• **Problem statement**
Go through the data line by line. Copy each one holding the string "UnicodeWidthChar".

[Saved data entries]
Start of Block
PR #4259, opened 2020-09-26
Fix selection incorrectly expanding when scrolled in history

### LINKED ISSUE #4257: Selection selects by 2 chars after catting file with unicode
If you cat a file like https://github.com/alacritty/vtebench/blob/master/benchmarks/unicode/symbols

scroll to a point where you catted it, and try to select something, selection will always select by 2 chars.

record

kchibisov:
When doing selection expansion we were checking for wide char flags
on a cells from the bottom of the terminal instead of in a current
viewport when scrolled up in history, which was leading to expanding
more than needed if we had wide chars on the same viewport cell,
but in the bottom of the terminal.

Fixes #4257.

### DIFF
--- a/CHANGELOG.md
+++ b/CHANGELOG.md
@@ -44,6 +44,7 @@ The format is based on [Keep a Changelog](https://keepachangelog.com/en/1.0.0/).
 - Crash when copying/pasting with neither pointer nor keyboard focus on Wayland
 - Crash due to fd leak on Wayland
 - IME window position with fullwidth characters in the search bar
+- Selection sometimes expanding over 2 chars when scrolled up in history
 
 ## 0.5.0
 
--- a/CHANGELOG.md
+++ b/CHANGELOG.md
@@ -44,7 +44,7 @@ The format is based on [Keep a Changelog](https://keepachangelog.com/en/1.0.0/).
 - Crash when copying/pasting with neither pointer nor keyboard focus on Wayland
 - Crash due to fd leak on Wayland
 - IME window position with fullwidth characters in the search bar
-- Selection sometimes expanding over 2 chars when scrolled up in history
+- Selection expanding over 2 characters when scrolled in history with fullwidth characters in use
 
 ## 0.5.0
 
--- a/alacritty_terminal/src/term/mod.rs
+++ b/alacritty_terminal/src/term/mod.rs
@@ -211,8 +211,7 @@ impl<'a, C> RenderableCellsIter<'a, C> {
 
         let num_cols = self.grid.cols();
 
-        // Since we can have non zero display offset, we must take points from a grid in buffer
-        // coordinates.
+        // Convert to absolute coordinates to adjust for the display offset.
         let buffer_point = self.grid.visible_to_buffer(point);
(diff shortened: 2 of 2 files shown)


alacritty_terminal/src/term/mod.rs
```diff
@@ -210,23 +210,29 @@ impl<'a, C> RenderableCellsIter<'a, C> {
         }
 
         let num_cols = self.grid.cols();
-        let cell = self.grid[&point];
+
+        // Since we can have non zero display offset, we must take points from a grid in buffer
+        // coordinates.
```
chrisduerr, line 215:
```suggestion
        // Convert to absolute coordinates to adjust for the display offset.
```

Just a bit shorter and straight to the point.

alacritty_terminal/src/term/mod.rs
```diff
@@ -210,23 +210,29 @@ impl<'a, C> RenderableCellsIter<'a, C> {
...
+        let buffer_point = self.grid.visible_to_buffer(point);
+        let cell = self.grid[buffer_point];
 
         // Check if wide char's spacers are selected.
         if cell.flags.contains(Flags::WIDE_CHAR) {
             let prev = point.sub(num_cols, 1);
```
chrisduerr, line 221: Why do we keep using the viewport point here, instead of using `sub_absolute`?

CHANGELOG.md
```diff
@@ -44,6 +44,7 @@ The format is based on [Keep a Changelog](https://keepachangelog.com/en/1.0.0/).
 - Crash when copying/pasting with neither pointer nor keyboard focus on Wayland
 - Crash due to fd leak on Wayland
 - IME window position with fullwidth characters in the search bar
+- Selection sometimes expanding over 2 chars when scrolled up in history
```
chrisduerr, line 47:
```suggestion
- Selection expanding over 2 characters when scrolled in history with fullwidth characters in use
```

I don't like being so vague here, since we know exactly what the issue is.

chrisduerr (changes requested):

CHANGELOG.md
kchibisov: I thought about it, but it was really too long, but if it's fine I'll use it.

alacritty_terminal/src/term/mod.rs
kchibisov: The checks for selection are in visible coordinates. Also will `add_absolute`/`sub_absolute` clamp to viewport, I'm not sure that they will? Also, the point in `is_selected` is also in viewport, so you need to convert to viewport anyway.

CHANGELOG.md
chrisduerr: This is still under the 100 col limit we usually have for changelog entries?

alacritty_terminal/src/term/mod.rs
chrisduerr: Sure, sounds good.

chrisduerr (changes requested):

chrisduerr (approved):

PR #4279, opened 2020-10-02
Fix handling of Unicode characters in Message bar

### LINKED ISSUE #4250: Message bar text shouldn't be computed based on byte length
There are some string length checks for the message bar which use the byte length (see [here](https://github.com/alacritty/alacritty/blob/62c300c14ce7a96373e0094763e9fd035b6b9b6d/alacritty/src/display.rs#L419)). Generally I don't think unicode and fullwidth characters have been considered much for the message bar. However since it's possible for user config to show up inside the message bar, it's possible to have these unicode symbols present here.

alessandroasm:
When formating text for displaying in Message bar, allacritty was using the byte
length of the text instead of character length; this generated unnecessary blank
space at the end of lines.

Fixes #4250.

### DIFF
--- a/alacritty/src/message_bar.rs
+++ b/alacritty/src/message_bar.rs
@@ -43,12 +43,13 @@ impl Message {
         let mut lines = Vec::new();
         let mut line = String::new();
         for c in self.text.trim().chars() {
+            let line_len = line.chars().count();
             if c == '\n'
-                || line.len() == num_cols
+                || line_len == num_cols
                 // Keep space in first line for button.
                 || (lines.is_empty()
                     && num_cols >= button_len
-                    && line.len() == num_cols.saturating_sub(button_len + CLOSE_BUTTON_PADDING))
+                    && line_len == num_cols.saturating_sub(button_len + CLOSE_BUTTON_PADDING))
             {
                 // Attempt to wrap on word boundaries.
                 if let (Some(index), true) = (line.rfind(char::is_whitespace), c != '\n') {
--- a/alacritty/src/message_bar.rs
+++ b/alacritty/src/message_bar.rs
@@ -38,7 +38,7 @@ impl Message {
         let total_lines =
             (size_info.height() - 2. * size_info.padding_y()) / size_info.cell_height();
         let max_lines = (total_lines as usize).saturating_sub(MIN_FREE_LINES);
-        let button_len = CLOSE_BUTTON_TEXT.width();
+        let button_len = CLOSE_BUTTON_TEXT.chars().count();
 
         // Split line to fit the screen.
         let mut lines = Vec::new();
--- a/alacritty/src/message_bar.rs
+++ b/alacritty/src/message_bar.rs
@@ -1,7 +1,7 @@
 use std::collections::VecDeque;
 
 use alacritty_terminal::term::SizeInfo;
-use unicode_width::{UnicodeWidthChar, UnicodeWidthStr};
+use unicode_width::UnicodeWidthChar;
 
 pub const CLOSE_BUTTON_TEXT: &str = "[X]";
 const CLOSE_BUTTON_PADDING: usize = 1;
--- a/alacritty/src/message_bar.rs
+++ b/alacritty/src/message_bar.rs
@@ -1,7 +1,7 @@
 use std::collections::VecDeque;
 
-use unicode_width::{ UnicodeWidthChar, UnicodeWidthStr };
 use alacritty_terminal::term::SizeInfo;
+use unicode_width::{UnicodeWidthChar, UnicodeWidthStr};
 
 pub const CLOSE_BUTTON_TEXT: &str = "[X]";
 const CLOSE_BUTTON_PADDING: usize = 1;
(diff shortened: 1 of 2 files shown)


chrisduerr (changes requested):
This needs a changelog entry.

The `pad_text` method also has the same problem in `message_bar.rs`.

I've checked every single instance of `.len()` in Alacritty and I think that should cover all of them.

alessandroasm:
I just pushed the changes requested.

I'm glad to help :+1:

alacritty/src/message_bar.rs
```diff
@@ -110,7 +111,8 @@ impl Message {
     /// Right-pad text to fit a specific number of columns.
     #[inline]
     fn pad_text(mut text: String, num_cols: usize) -> String {
-        let padding_len = num_cols.saturating_sub(text.len());
+        let text_len = text.chars().count();
+        let padding_len = num_cols.saturating_sub(text_len);
```
chrisduerr, line 115: We can inline this.

chrisduerr (changes requested):

alacritty/src/message_bar.rs
alessandroasm: Done!

chrisduerr (changes requested):
Are you aware of how to test this? I've tested it and it seems like this does not correctly fix it. You'll likely have to use `unicode-width` instead to determine the width of the string.

alessandroasm:
You are right, I just did a more thorough test and I was missing some cases, like Japanese characters and emojis. I'll push a new commit soon using `unicode-width`.

While testing with the emojis, I found an issue with ligature rendering:
image

How it should look like:
image

This will affect the current issue, since `unicode-width` returns 4 for 👩‍🔬. I'll check more on this later.

chrisduerr:
There is no issue with ligature rendering. That's working as inteded. `unicode-width` is also working as intended and gives back the correct size of the graphemes.

alacritty/src/message_bar.rs
```diff
@@ -55,16 +56,24 @@ impl Message {
...
+                    line_len = 0;
                 }
             }
 
             if c != '\n' {
                 line.push(c);
+
+                if let Some(char_width) = c.width() {
+                    line_len += char_width;
+                }
```
chrisduerr, line 76: Should just use `.unwrap_or(0)`. Might have to use `.unwrap_or_default()` if clippy complains, but `unwrap_or(0)` is more descriptive and shorter so I think it's better in this case.

alacritty/src/message_bar.rs
```diff
@@ -341,6 +350,23 @@ mod tests {
...
+
+        let lines = message_buffer.message().unwrap().text(&size);
+
+        assert_eq!(lines, vec![
+            String::from("ab  [X]"),
+            // the "e" would fit in this line but 👩 width is 2
+            String::from("c 👩d  "),
+            String::from("e fgh  ")
+        ]);
+    }
```
chrisduerr, line 368: Very good idea to test this, thanks for adding one.

alacritty/src/message_bar.rs
```diff
@@ -341,6 +350,23 @@ mod tests {
...
+        let input = "ab\nc 👩d e fgh";
+        let mut message_buffer = MessageBuffer::new();
+        message_buffer.push(Message::new(input.into(), MessageType::Error));
+        let size = SizeInfo::new(7., 10., 1., 1., 0., 0., false);
+
+        let lines = message_buffer.message().unwrap().text(&size);
+
+        assert_eq!(lines, vec![
+            String::from("ab  [X]"),
+            // the "e" would fit in this line but 👩 width is 2
```
chrisduerr, line 364: I don't think it's necessary to document this. It should be very clear because your editor shows you exactly how big it is. It's also a bit incorrect, because it wouldn't fit and it doesn't because this isn't just a single width character.

chrisduerr (changes requested):

alessandroasm:
I just pushed all the changes suggested.

Thanks for reviewing all those changes so quickly!

chrisduerr (approved):
Since I've noticed some more necessary changes, I've decided to look into it myself and have made some minor tweaks to this patch. All changes should be explained in my commit message.

I think this should be good to go now, thanks for the PR.

alacritty/src/message_bar.rs
```diff
@@ -1,6 +1,7 @@
 use std::collections::VecDeque;
 
 use alacritty_terminal::term::SizeInfo;
+use unicode_width::{UnicodeWidthChar, UnicodeWidthStr};
```
kchibisov, line 4:
```suggestion
use unicode_width::UnicodeWidthChar;
```

kchibisov (changes requested):

kchibisov (approved):

alessandroasm:
@chrisduerr Hi! If it's not much trouble could you tag this PR with "hacktoberfest-accepted"?
Thanks in advance!

chrisduerr:
I'd rather not add additional labels to this repository. Though you can make pull requests to your own repositories, which is probably easier and doesn't mean any burden for us.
End of Block
• **Reply to the task**
-use unicode_width::{UnicodeWidthChar, UnicodeWidthStr};
+use unicode_width::UnicodeWidthChar;
-use unicode_width::{ UnicodeWidthChar, UnicodeWidthStr };
+use unicode_width::{UnicodeWidthChar, UnicodeWidthStr};
+use unicode_width::{UnicodeWidthChar, UnicodeWidthStr};
use unicode_width::UnicodeWidthChar;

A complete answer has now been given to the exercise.